What lines of the data below include the word "changes"? Report them by copying each.

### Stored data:
——

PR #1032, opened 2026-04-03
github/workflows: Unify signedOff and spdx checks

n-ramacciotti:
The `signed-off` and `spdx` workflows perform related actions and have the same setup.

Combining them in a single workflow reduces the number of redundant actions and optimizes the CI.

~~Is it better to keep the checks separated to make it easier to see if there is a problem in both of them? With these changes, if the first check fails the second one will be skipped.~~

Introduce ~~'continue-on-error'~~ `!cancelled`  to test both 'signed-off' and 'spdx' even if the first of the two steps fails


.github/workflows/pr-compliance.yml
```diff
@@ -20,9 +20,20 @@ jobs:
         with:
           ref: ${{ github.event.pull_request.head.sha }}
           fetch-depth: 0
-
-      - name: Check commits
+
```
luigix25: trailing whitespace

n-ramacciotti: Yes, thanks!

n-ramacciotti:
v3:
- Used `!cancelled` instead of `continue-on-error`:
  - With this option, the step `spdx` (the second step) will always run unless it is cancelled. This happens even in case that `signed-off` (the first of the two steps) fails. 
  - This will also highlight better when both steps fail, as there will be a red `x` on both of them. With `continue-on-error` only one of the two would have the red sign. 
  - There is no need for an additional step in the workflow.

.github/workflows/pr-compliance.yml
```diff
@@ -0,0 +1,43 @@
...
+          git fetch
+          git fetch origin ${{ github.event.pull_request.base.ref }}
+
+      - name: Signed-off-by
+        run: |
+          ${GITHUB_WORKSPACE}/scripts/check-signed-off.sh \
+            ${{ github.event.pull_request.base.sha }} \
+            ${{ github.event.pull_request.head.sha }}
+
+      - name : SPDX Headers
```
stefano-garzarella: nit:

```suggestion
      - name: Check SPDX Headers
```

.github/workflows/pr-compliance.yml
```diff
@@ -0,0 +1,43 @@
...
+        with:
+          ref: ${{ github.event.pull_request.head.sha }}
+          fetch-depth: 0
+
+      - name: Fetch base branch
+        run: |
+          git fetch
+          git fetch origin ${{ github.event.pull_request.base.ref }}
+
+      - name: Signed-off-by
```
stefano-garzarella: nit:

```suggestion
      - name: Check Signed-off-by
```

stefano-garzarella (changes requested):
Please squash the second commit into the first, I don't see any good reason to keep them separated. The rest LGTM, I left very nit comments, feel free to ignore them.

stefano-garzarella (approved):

——

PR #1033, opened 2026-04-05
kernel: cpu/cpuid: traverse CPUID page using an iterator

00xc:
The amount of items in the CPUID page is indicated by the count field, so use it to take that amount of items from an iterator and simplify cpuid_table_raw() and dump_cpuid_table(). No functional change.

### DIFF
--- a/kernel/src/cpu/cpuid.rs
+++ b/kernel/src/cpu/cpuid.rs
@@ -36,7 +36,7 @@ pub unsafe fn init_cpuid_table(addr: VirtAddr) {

——

### Response below:
~~Is it better to keep the checks separated to make it easier to see if there is a problem in both of them? With these changes, if the first check fails the second one will be skipped.~~
stefano-garzarella (changes requested):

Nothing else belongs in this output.